Information given ::
Issue #158, opened 2025-06-12
[Request]: Add auto-start functionality on boot and container auto-start.


Phfebb:
### Feature or enhancement request details

Does it not have the auto-start function upon booting up?

(edit: see also related #286 for restart policy for individual containers, the features complement one another so both would be nice to have)

### Code of Conduct

- [x] I agree to follow this project's Code of Conduct

x8x:
Meanwhile this works:

1. Create your custom container
```
container system start
container run -d --name nginx nginx
```

2. Create your 'auto-start' file, ex: `~/Library/LaunchAgents/user.nginx.plist`
```
<?xml version="1.0" encoding="UTF-8" ?>
<!DOCTYPE plist PUBLIC "-//Apple//DTD PLIST 1.0//EN"
    "http://www.apple.com/DTDs/PropertyList-1.0.dtd">
<plist version="1.0">
	<dict>
		<key>Label</key>
		<string>user.nginx</string>
		<key>ProgramArguments</key>
		<array>
		    <string>/usr/bin/script</string>
			<string>-q</string>
			<string>/dev/null</string>
			<string>/bin/sh</string>
			<string>-c</string>
			<string>/usr/local/bin/container system start && sleep 3 && /usr/local/bin/container start nginx</string>
		</array>
		<key>RunAtLoad</key>
		<true />
		<key>KeepAlive</key>
		<false />
		<key>StandardOutPath</key>
		<string>/tmp/container.log</string>
		<key>StandardErrorPath</key>
		<string>/tmp/container.log</string>
	</dict>
</plist>
```

3. Reboot

jglogan:
This should probably be split into separate issues as they are distinct features:

- Add restart policy for containers (#286).
- Start `container` automatically when the system boots.
- Start `container` automatically when I log in.

jglogan:
@Phfebb OK if I modify the title to just "Add auto-start functionality on boot" since container restart policy is covered by #286?

Phfebb:
> OK if I modify the title to just "Add auto-start functionality on boot" since container restart policy is covered by #286?

ok

goranche:
I liked the temporary "solution" @x8x provided [above](#issuecomment-3018438587), but wanted something a bit more flexible, so expanded on it.

I wrote a [script](https://github.com/goranche/apple-container/blob/goranche/launch-on-boot/scripts/launch-on-boot.sh) that starts the container system up, and then iterates over containers that have a label named "restart" with the value "boot". 
[...]

PR #1176, opened 2026-02-07
[system]: add LaunchAgent for container auto-start on user login

saehejkang:
## Type of Change
- [ ] Bug fix
- [x] New feature  
- [ ] Breaking change
- [x] Documentation update

## Motivation and Context

Relates to #158

## Testing

```bash
# Enable launch agent
container system launch-agent enable
# Check the registered label exists
launchctl list | grep container.launchagent
```

Open up your `System Settings` -> `General` -> `Login Items and Extensions` and you should see the `launch-container` background activity. You can now stop your `container` system (or leave it running), log out of your account, log back in, wait for everything to load up, and the `container` system should already be started!

```bash
# Disable launch agent
container system launch-agent disable
# Check the registered label is removed
launchctl list | grep container.launchagent
```
Open up your `System Settings` -> `General` -> `Login Items and Extensions` and you should no longer see (might have to wait a little bit for it to register) the `launch-container` background activity. Now if you log out of your account, log back in, wait for everything to load up, the `container` system WILL NOT be running (as expected).

- [x] Tested locally
- [x] Added/updated tests
- [x] Added/updated docs

### DIFF
--- a/scripts/launch-container.sh
+++ b/scripts/launch-container.sh
@@ -25,6 +25,28 @@ PATH=$PATH:/usr/local/bin
 
 # Check that required commands are installed
 command -v container >/dev/null 2>&1 || error "container CLI is not installed"
+command -v expect >/dev/null 2>&1 || error "expect is not installed"
 
 # Start the container system
-container system start || error "Failed to start container system"
+expect <<EOF
+set timeout 30
+
+spawn container system start
+
+expect {
+    -re "Install.*recommended.*kernel.*" {
+        send "Y\r"
+        exp_continue
+    }
+    eof
+}
+
+catch wait result
+exit [lindex \$result 3]
+EOF
+
+START_EXIT_CODE=$?
+
+if [ $START_EXIT_CODE -ne 0 ]; then
+    error "container system start failed with exit code $START_EXIT_CODE"
+fi


docs/command-reference.md
```diff
@@ -1223,3 +1223,30 @@ container system property clear dns.domain
...
+```
+
+### `container system login-launch enable`
+
+Enables the `container` to be launched automatically on login.
+
+**Usage**
+
+```bash
+container system login-launch enable [--debug]
```
manojmahapatra: **Question**: The docs has `--debug` flag for login-launch enable/disable, but the code doesn't use logOptions - the flag is accepted but ignored.

docs/command-reference.md
```diff
@@ -1223,3 +1223,30 @@ container system property clear dns.domain
...
+### `container system login-launch disable`
+
+Disables the `container` to be launched automatically on login.
+
+**Usage**
+
+```bash
+container system login-launch disable [--debug]
+```
+**Options**
```
manojmahapatra, line 1274: Suggestion: It has "No options" which contradicts the `[--debug]` shown in usage - this should be fixed either way.

Sources/ContainerCommands/System/LoginLaunch/LoginLaunchDisable.swift
```diff
@@ -0,0 +1,45 @@
...
+            abstract: "Disable the container to launch on user login"
+        )
+
+        @OptionGroup
+        public var logOptions: Flags.Logging
+
+        public init() {}
+
+        public func run() async throws {
+            let logger = Logger(label: "LoginLaunchDisable", factory: { _ in StderrLogHandler() })
```
manojmahapatra: Suggestion: This logger instance is redundant and not required. `AsyncLoggableCommand` has already a `log` and can be used here instead.

Sources/ContainerCommands/System/LoginLaunch/LoginLaunchEnable.swift
```diff
@@ -0,0 +1,46 @@
...
+            abstract: "Enable the container to launch on user login"
+        )
+
+        @OptionGroup
+        public var logOptions: Flags.Logging
+
+        public init() {}
+
+        public func run() async throws {
+            let logger = Logger(label: "LoginLaunchEnable", factory: { _ in StderrLogHandler() })
```
manojmahapatra: same feedback as above.

docs/command-reference.md
saehejkang: The "Options" below are omitted in the `command-reference` because they exist for every command.
```
  -h, --help              Show help information.
```

Unless there was a fourth option, only then that option would be added to the docs.

docs/command-reference.md
saehejkang: The command accepts a `--debug` flag because `logOptions` is required by the `AsyncLoggableCommand` protocol. A large refactor is needed, based on work done in #1066, to standardize logging across all commands. The flag doesn’t have any visible effect yet because debug-level logs still need to be added in the appropriate places (#507). It is all in a weird place, so that is why `--debug` is still accepted, but not fully functional at the moment.

Sources/ContainerCommands/System/LoginLaunch/LoginLaunchEnable.swift
saehejkang: same comment as above

Sources/ContainerCommands/System/LoginLaunch/LoginLaunchDisable.swift
saehejkang: Again, everything is all over the place. Take a look at #642 for some context on this.

docs/command-reference.md
manojmahapatra: Got it. So here it what's happening w/ the changes IIUC;
(a) The --debug flag is accepted (via logOptions)
(b) But it's never used since LoginLaunch(Enable/Disable) creates a hardcoded StderrLogHandler() instead of respecting the debug flag.
(c) As suggested `log` from `AsyncLoggableCommand` would respect the flag.

docs/command-reference.md
manojmahapatra: Ahh, I see. So it's a known tech debt.

docs/command-reference.md
manojmahapatra: Please disregard this.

The problem :: For this exercise, copy all of the material exactly as it stands.

Answer to this task ::
Issue #158, opened 2025-06-12
[Request]: Add auto-start functionality on boot and container auto-start.


Phfebb:
### Feature or enhancement request details

Does it not have the auto-start function upon booting up?

(edit: see also related #286 for restart policy for individual containers, the features complement one another so both would be nice to have)

### Code of Conduct

- [x] I agree to follow this project's Code of Conduct

x8x:
Meanwhile this works:

1. Create your custom container
```
container system start
container run -d --name nginx nginx
```

2. Create your 'auto-start' file, ex: `~/Library/LaunchAgents/user.nginx.plist`
```
<?xml version="1.0" encoding="UTF-8" ?>
<!DOCTYPE plist PUBLIC "-//Apple//DTD PLIST 1.0//EN"
    "http://www.apple.com/DTDs/PropertyList-1.0.dtd">
<plist version="1.0">
	<dict>
		<key>Label</key>
		<string>user.nginx</string>
		<key>ProgramArguments</key>
		<array>
		    <string>/usr/bin/script</string>
			<string>-q</string>
			<string>/dev/null</string>
			<string>/bin/sh</string>
			<string>-c</string>
			<string>/usr/local/bin/container system start && sleep 3 && /usr/local/bin/container start nginx</string>
		</array>
		<key>RunAtLoad</key>
		<true />
		<key>KeepAlive</key>
		<false />
		<key>StandardOutPath</key>
		<string>/tmp/container.log</string>
		<key>StandardErrorPath</key>
		<string>/tmp/container.log</string>
	</dict>
</plist>
```

3. Reboot

jglogan:
This should probably be split into separate issues as they are distinct features:

- Add restart policy for containers (#286).
- Start `container` automatically when the system boots.
- Start `container` automatically when I log in.

jglogan:
@Phfebb OK if I modify the title to just "Add auto-start functionality on boot" since container restart policy is covered by #286?

Phfebb:
> OK if I modify the title to just "Add auto-start functionality on boot" since container restart policy is covered by #286?

ok

goranche:
I liked the temporary "solution" @x8x provided [above](#issuecomment-3018438587), but wanted something a bit more flexible, so expanded on it.

I wrote a [script](https://github.com/goranche/apple-container/blob/goranche/launch-on-boot/scripts/launch-on-boot.sh) that starts the container system up, and then iterates over containers that have a label named "restart" with the value "boot". 
[...]

PR #1176, opened 2026-02-07
[system]: add LaunchAgent for container auto-start on user login

saehejkang:
## Type of Change
- [ ] Bug fix
- [x] New feature  
- [ ] Breaking change
- [x] Documentation update

## Motivation and Context

Relates to #158

## Testing

```bash
# Enable launch agent
container system launch-agent enable
# Check the registered label exists
launchctl list | grep container.launchagent
```

Open up your `System Settings` -> `General` -> `Login Items and Extensions` and you should see the `launch-container` background activity. You can now stop your `container` system (or leave it running), log out of your account, log back in, wait for everything to load up, and the `container` system should already be started!

```bash
# Disable launch agent
container system launch-agent disable
# Check the registered label is removed
launchctl list | grep container.launchagent
```
Open up your `System Settings` -> `General` -> `Login Items and Extensions` and you should no longer see (might have to wait a little bit for it to register) the `launch-container` background activity. Now if you log out of your account, log back in, wait for everything to load up, the `container` system WILL NOT be running (as expected).

- [x] Tested locally
- [x] Added/updated tests
- [x] Added/updated docs

### DIFF
--- a/scripts/launch-container.sh
+++ b/scripts/launch-container.sh
@@ -25,6 +25,28 @@ PATH=$PATH:/usr/local/bin
 
 # Check that required commands are installed
 command -v container >/dev/null 2>&1 || error "container CLI is not installed"
+command -v expect >/dev/null 2>&1 || error "expect is not installed"
 
 # Start the container system
-container system start || error "Failed to start container system"
+expect <<EOF
+set timeout 30
+
+spawn container system start
+
+expect {
+    -re "Install.*recommended.*kernel.*" {
+        send "Y\r"
+        exp_continue
+    }
+    eof
+}
+
+catch wait result
+exit [lindex \$result 3]
+EOF
+
+START_EXIT_CODE=$?
+
+if [ $START_EXIT_CODE -ne 0 ]; then
+    error "container system start failed with exit code $START_EXIT_CODE"
+fi


docs/command-reference.md
```diff
@@ -1223,3 +1223,30 @@ container system property clear dns.domain
...
+```
+
+### `container system login-launch enable`
+
+Enables the `container` to be launched automatically on login.
+
+**Usage**
+
+```bash
+container system login-launch enable [--debug]
```
manojmahapatra: **Question**: The docs has `--debug` flag for login-launch enable/disable, but the code doesn't use logOptions - the flag is accepted but ignored.

docs/command-reference.md
```diff
@@ -1223,3 +1223,30 @@ container system property clear dns.domain
...
+### `container system login-launch disable`
+
+Disables the `container` to be launched automatically on login.
+
+**Usage**
+
+```bash
+container system login-launch disable [--debug]
+```
+**Options**
```
manojmahapatra, line 1274: Suggestion: It has "No options" which contradicts the `[--debug]` shown in usage - this should be fixed either way.

Sources/ContainerCommands/System/LoginLaunch/LoginLaunchDisable.swift
```diff
@@ -0,0 +1,45 @@
...
+            abstract: "Disable the container to launch on user login"
+        )
+
+        @OptionGroup
+        public var logOptions: Flags.Logging
+
+        public init() {}
+
+        public func run() async throws {
+            let logger = Logger(label: "LoginLaunchDisable", factory: { _ in StderrLogHandler() })
```
manojmahapatra: Suggestion: This logger instance is redundant and not required. `AsyncLoggableCommand` has already a `log` and can be used here instead.

Sources/ContainerCommands/System/LoginLaunch/LoginLaunchEnable.swift
```diff
@@ -0,0 +1,46 @@
...
+            abstract: "Enable the container to launch on user login"
+        )
+
+        @OptionGroup
+        public var logOptions: Flags.Logging
+
+        public init() {}
+
+        public func run() async throws {
+            let logger = Logger(label: "LoginLaunchEnable", factory: { _ in StderrLogHandler() })
```
manojmahapatra: same feedback as above.

docs/command-reference.md
saehejkang: The "Options" below are omitted in the `command-reference` because they exist for every command.
```
  -h, --help              Show help information.
```

Unless there was a fourth option, only then that option would be added to the docs.

docs/command-reference.md
saehejkang: The command accepts a `--debug` flag because `logOptions` is required by the `AsyncLoggableCommand` protocol. A large refactor is needed, based on work done in #1066, to standardize logging across all commands. The flag doesn’t have any visible effect yet because debug-level logs still need to be added in the appropriate places (#507). It is all in a weird place, so that is why `--debug` is still accepted, but not fully functional at the moment.

Sources/ContainerCommands/System/LoginLaunch/LoginLaunchEnable.swift
saehejkang: same comment as above

Sources/ContainerCommands/System/LoginLaunch/LoginLaunchDisable.swift
saehejkang: Again, everything is all over the place. Take a look at #642 for some context on this.

docs/command-reference.md
manojmahapatra: Got it. So here it what's happening w/ the changes IIUC;
(a) The --debug flag is accepted (via logOptions)
(b) But it's never used since LoginLaunch(Enable/Disable) creates a hardcoded StderrLogHandler() instead of respecting the debug flag.
(c) As suggested `log` from `AsyncLoggableCommand` would respect the flag.

docs/command-reference.md
manojmahapatra: Ahh, I see. So it's a known tech debt.

docs/command-reference.md
manojmahapatra: Please disregard this.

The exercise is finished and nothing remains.